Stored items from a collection
PR #2465, opened 2025-05-28
Add --set option to version.py

billti:
Simple utility to make bumping the version before release easy. Just run with something like `./version.py --set 1.18.1` to bump in all the necessary places.

### DIFF
--- a/version.py
+++ b/version.py
@@ -4,9 +4,73 @@
 # Licensed under the MIT License.
 
 import os
+import re
 
 # To be updated every time we start a new major.minor version.
 major_minor = "1.17"
+
+root_dir = os.path.dirname(os.path.abspath(__file__))
+
+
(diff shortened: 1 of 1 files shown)


version.py
```diff
@@ -4,10 +4,74 @@
...
+    # Collect any file named "qsharp.json" under the /library directory
+    for root, dirs, files in os.walk(os.path.join(root_dir, "library")):
+        update_list += [
+            os.path.join(root, file) for file in files if file == "qsharp.json"
+        ]
+
+    for file in update_list:
+        update_file(
+            file,
+            r'"ref": "v[0-9.]+"',
```
billti, line 65: Should maybe improve this matching to only match versions with the prior major_minor, but for current manifest this works fine.

minestarks (approved):

PR #2473, opened 2025-05-30
Added ApplyQPE and ApplyOperationPowerCA to Canon namespace

DmitryVasilevsky:
- Added ApplyQPE and ApplyOperationPowerCA to Canon namespace.
- Added doc comments
- Added tests

ApplyQPE along with the previously implemented ApplyQFT are useful primitives for quantum algorithms. To keep these implementations simple and avoid performance penalty no swaps are performed on arguments or results. In most cases such results can be used without problems. Note, that ApplyQFT and ApplyQPE work with little-endian registers.

### DIFF
--- a/compiler/qsc_partial_eval/src/tests/qubits.rs
+++ b/compiler/qsc_partial_eval/src/tests/qubits.rs
@@ -377,6 +377,6 @@ fn qubit_relabel_in_dynamic_block_triggers_capability_error() {
 
     assert_error(
         &error,
-        &expect!["CapabilityError(UseOfDynamicQubit(Span { lo: 62785, hi: 62798 }))"],
+        &expect!["CapabilityError(UseOfDynamicQubit(Span { lo: 62782, hi: 62795 }))"],
     );
 }


library/src/tests/resources/src/qpe.qs
```diff
@@ -0,0 +1,49 @@
...
+        Fact(CheckAllZero(phase), "Expected state |0000⟩");
+
+        // Estimate eigenvalue of gate on eigenvector of |1⟩
+        X(state);
+        ApplyQPE(ApplyOperationPowerCA(_, qs => gate(qs[0]), _), [state], phase);
+        // The eigenvalue of gate on |1⟩ is exp(i * π / 2^power),
+        // which corresponds to the binary fraction 0.0...01 of 2π,
+        // where the 1 is at the position power counting from 0.
+        // The state should be |0...01⟩, or, in a little-endian register
+        // phase[0] = 0, phase[1] = 0, ..., phase[N-power-1] = 1
```
ScottCarda-MS, line 20: This sounds like it is suggesting that the ket notation is expressed in little-endian. I thought ket notations was big-endian.

library/src/tests/resources/src/qpe.qs
```diff
@@ -0,0 +1,49 @@
+namespace Test {
+    import Std.Diagnostics.*;
+
+    operation TestQPE_Phase(gate : Qubit => Unit is Ctl + Adj, power : Int) : Unit {
+        use state = Qubit();
+        use phase = Qubit[4];
+
+        // Estimate eigenvalue of gate on eigenvector of |0⟩
+        ApplyQPE(ApplyOperationPowerCA(_, qs => gate(qs[0]), _), [state], phase);
+        // It should be 1, which corresponds to the binary fraction 0.0000 of 2π.
```
ScottCarda-MS, line 10: "Binary fraction X of Y" is not a phrasing I'm familiar with. Can you explain what that means?

library/std/src/Std/Canon.qs
```diff
@@ -599,6 +599,72 @@ operation ApplyOperationPowerA<'T>(
...
+///
+/// # Remarks
+/// All eigenvalues of a unitary operator are of magnitude 1 and therefore can be represented as
+/// $e^{i\phi}$ for some $\phi \in [0, 2\pi)$. Finding the phase of an eigenvalue is therefore
+/// equivalent to finding the eigenvalue itself. Passing the eigenvector as `targetState`
+/// to the phase estimation operation allows finding the eigenvalue to the desired precision
+/// determined by the length of the `phase` register.
+///
+/// # Reference
+/// - [Quantum phase estimation algorithm](https://en.wikipedia.org/wiki/Quantum_phase_estimation_algorithm)
```
ScottCarda-MS, line 644: I remember getting automated feedback in a different context in MS saying that we should avoid putting the "en." in hyperlinks. I think it allows the user's default language to possible be applied, if it can be for the site.

ScottCarda-MS (approved):

library/std/src/Std/Canon.qs
DmitryVasilevsky: Keep forgetting about this, will update.

library/src/tests/resources/src/qpe.qs
DmitryVasilevsky: This comment is part of a particular test and is very much in the context of ApplyQPE operation. I didn't do a good job explaining it here thoroughly. I'll provide a better explanation.

DmitryVasilevsky: Updated.

library/std/src/Std/Canon.qs
DmitryVasilevsky: Updated.

PR #2476, opened 2025-05-30
Properly expose project load errors in VS Code, improve error handling in WASM/JS

minestarks:
This PR improves how project loading and QIR generation errors are handled in the VS Code extension. Additionally, there are internal changes normalizing how we raise and handle errors coming from the WASM component.

## User facing changes

Previously, whenever project load failed while performing some task, we would show a modal dialog. Additionally we would populate the Problems view with sticky "QDK command error:" errors.

- Removed excessive modal dialogs on project load errors for tasks that don't need them:

  - Test explorer
  - Debugger
  - Copilot tools for Q#
    - Also, more detailed project load errors are communicated to Copilot so it can respond appropriately.

- These user-invoked commands continue to show the modal dialog when project load fails:

  - Histogram
  - Show circuit
  - Generate QIR / Submit to Azure
  - Estimate
  - Generate documentation

- Removed the sticky "QDK command error:" errors for project load, since the language service already reports those errors. We don't want to litter the Problems view with duplicates.

- _Kept_ the sticky errors for when QIR generation fails at runtime. These are runtime errors and therefore are not reported by the language service, so no risk of duplication.

- Improved the contents of these modal error dialogs to be more user-friendly.

## Internals

- Added a new `QdkDiagnostics` class that properly extends JavaScript's `Error` type and contains VS Code-ish diagnostics

- Many WASM functions use a `string` as an error type, which is really a JSON-serialized `IQSharpError[]` array. Given the limitations of wasm-bindgen, and also the fact that this error has to travel across worker threads, we can't really use a more sophisticated error type here.

- So instead, we convert these into `QdkDiagnostics` in JavaScript.

- To make sure the error type flows properly from the worker thread to the main thread, we serialize the errors to cloneable objects.

- Going forward, when adding new WASM functions, we should try to conform to this pattern of error handling. WASM functions should throw `IQSharpError[]` strings wherever appropriate, and the appropriate wrappers should be used in JavaScript to convert it into a `QdkDiagnostics`.

## Before/After

For my own sanity, here's a visual list of the places where error UX changed.

### Project load error in Run / Debug

| Before                                                      | After                                                       |
| ----------------------------------------------------------- | ----------------------------------------------------------- |
| run_projectload_old | run_projectload_new  |

---

### Project load error in Histogram / Circuit / Estimate / QIR generation / Submit to Azure

| Before                                                                  | After                                                                   |
| ----------------------------------------------------------------------- | ----------------------------------------------------------------------- |
| histogram_projectload_old | histogram_projectload_new |

---

### Project load error in Copilot Q# tools / Submit to Azure

| Before                                                              | After                                                               |
| ------------------------------------------------------------------- | ------------------------------------------------------------------- |
| copilot_projectload_old | copilot_projectload_new |

---

### Project load error in Documentation generation

| Before                                                                          | After                                                                           |
| ------------------------------------------------------------------------------- | ------------------------------------------------------------------------------- |
| documentation_projectload_old | documentation_projectload_new |

---

### Project load error in Test case run (`vscode/src/language-service/testExplorer.ts`)

| Before                                                        | After                                                         |
| ------------------------------------------------------------- | ------------------------------------------------------------- |
| test_projectload_old | test_projectload_new |

---

### Runtime error in QIR generation

| Before                                                            | After                                                             |
| ----------------------------------------------------------------- | ----------------------------------------------------------------- |
| qirgen_runtimefail_old | qirgen_runtimefail_new |

---

### Errors in Playground QIR/RIR panels

| Before                                                                    | After                                                                     |
| ------------------------------------------------------------------------- | ------------------------------------------------------------------------- |
| playground_runtimefail_old | playground_runtimefail_new |

### DIFF
--- a/npm/qsharp/test/diagnostics.js
+++ b/npm/qsharp/test/diagnostics.js
@@ -33,7 +33,7 @@ function getInvalidQirProgramConfig() {
   };
 }
 
-test("getQir throws QdkDiagnostics on invalid program", async () => {
+test("getQir throws QdkDiagnostics", async () => {
   const compiler = getCompiler();
   const invalidConfig = getInvalidQirProgramConfig();
   await assert.rejects(
@@ -48,7 +48,7 @@ test("getQir throws QdkDiagnostics on invalid program", async () => {
   );
 });
 
-test("getQir throws QdkDiagnostics on invalid program - worker", async () => {
+test("getQir throws QdkDiagnostics - worker", async () => {
   const compiler = getCompilerWorker();
   const invalidConfig = getInvalidQirProgramConfig();
   try {
@@ -76,7 +76,7 @@ const dummyHost = {
   findManifestDirectory: async () => null,
 };
 
-test("ProjectLoader.loadQSharpProject throws QdkDiagnostics on invalid directory", async () => {
+test("loadQSharpProject throws QdkDiagnostics", async () => {
   const loader = getProjectLoader(dummyHost);
   await assert.rejects(
     () => loader.loadQSharpProject("/not/a/real/dir"),


minestarks:
I think request ID is `67f28fe3-6808-40f2-9539-69eecbe77d72` , but not sure I'm looking at the right thing - feel free to reach out privately

vscode/src/diagnostics.ts
```diff
@@ -136,65 +136,75 @@ export function clearCommandDiagnostics() {
...
     clearCommandDiagnostics();
     return await fn();
   } catch (e: unknown) {
-    reportIfQSharpErrors(e);
+    reportIfQSharpErrors(e, options);
     throw e;
   }
 }
 
 /**
```
idavis, line 154: Should this be `reportIfQdkErrors` and should we rename `IQSharpError` or will that have external breaking changes?

minestarks: I can rename this function. `IQSharpError` is theoretically public facing, but I could check usage in QCOM and rename. I was trying to avoid PR creep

_Task to carry out_
Match on "JavaScript" and copy out every line of the entries that contains it.

_Task answer_
- Added a new `QdkDiagnostics` class that properly extends JavaScript's `Error` type and contains VS Code-ish diagnostics
- So instead, we convert these into `QdkDiagnostics` in JavaScript.
- Going forward, when adding new WASM functions, we should try to conform to this pattern of error handling. WASM functions should throw `IQSharpError[]` strings wherever appropriate, and the appropriate wrappers should be used in JavaScript to convert it into a `QdkDiagnostics`.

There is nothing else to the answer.